Examine the quality of the regularized classifiers.

Plot the number of predictors against the error.

plot(err,numpred,'k.')
xlabel('Error rate')
ylabel('Number of predictors')

Figure contains an axes object. The axes object with xlabel Error rate, ylabel Number of predictors contains 25 objects of type line. One or more of the lines displays its values using only markers

Examine the lower-left part of the plot more closely.

axis([0 .1 0 1000])

Figure contains an axes object. The axes object with xlabel Error rate, ylabel Number of predictors contains 25 objects of type line. One or more of the lines displays its values using only markers

There is a clear tradeoff between lower number of predictors and lower error.

Choose an optimal tradeoff between model size and accuracy.

Multiple pairs of Gamma and Delta values produce about the same minimal error. Display the indices of these pairs and their values.

First, find the minimal error value.

minerr = min(min(err))
minerr = 0.0139

Find the subscripts of err producing minimal error.

[p,q] = find(err < minerr + 1e-4);

Convert from subscripts to linear indices.

idx = sub2ind(size(delta),p,q);

Display the Gamma and Delta values.

[gamma(p) delta(idx)]
ans = 4×2

    0.7202    0.1145
    0.7602    0.1131
    0.8001    0.1128
    0.8001    0.1410

These points have as few as 29% of the total predictors with nonzero coefficients in the model.

numpred(idx)/ceil(numPred/3)*100
ans = 4×1

   39.8051
   38.9805
   36.8066
   28.7856

To further lower the number of predictors, you must accept larger error rates. For example, to choose the Gamma and Delta that give the lowest error rate with 200 or fewer predictors.

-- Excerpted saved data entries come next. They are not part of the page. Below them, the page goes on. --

PR #1075, opened 2021-03-24
PROOF? e2e: ignore all errors while waiting for clusteroperator conditions

stlaz:
It seems that, when used on a KAS deployment rollout, client calls
might get `connection refused` errors. This could possibly be caused
by failed graceful termination. Ignore these errors to unblock CI.


stlaz:
/close
I broke it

low200 = min(min(err(numpred <= 200)));
lownum = min(min(numpred(err == low200)));
[low200 lownum]
ans = 1×2

    0.0185  173.0000

You need 173 predictors to achieve an error rate of 0.0185, and this is the lowest error rate among those that have 200 predictors or fewer.

Display the Gamma and Delta that achieve this error/number of predictors.

[r,s] = find((err == low200) & (numpred == lownum));
[gamma(r); delta(r,s)]
ans = 2×1

    0.6403
    0.2399

Set the regularization parameters.

To set the classifier with these values of Gamma and Delta, use dot notation.

Mdl.Gamma = gamma(r);
Mdl.Delta = delta(r,s);

Heatmap plot

To compare the cvshrink calculation to that in Guo, Hastie, and Tibshirani [1], plot heatmaps of error and number of predictors against Gamma and the index of the Delta parameter. (The Delta parameter range depends on the value of the Gamma parameter. So to get a rectangular plot, use the Delta index, not the parameter itself.)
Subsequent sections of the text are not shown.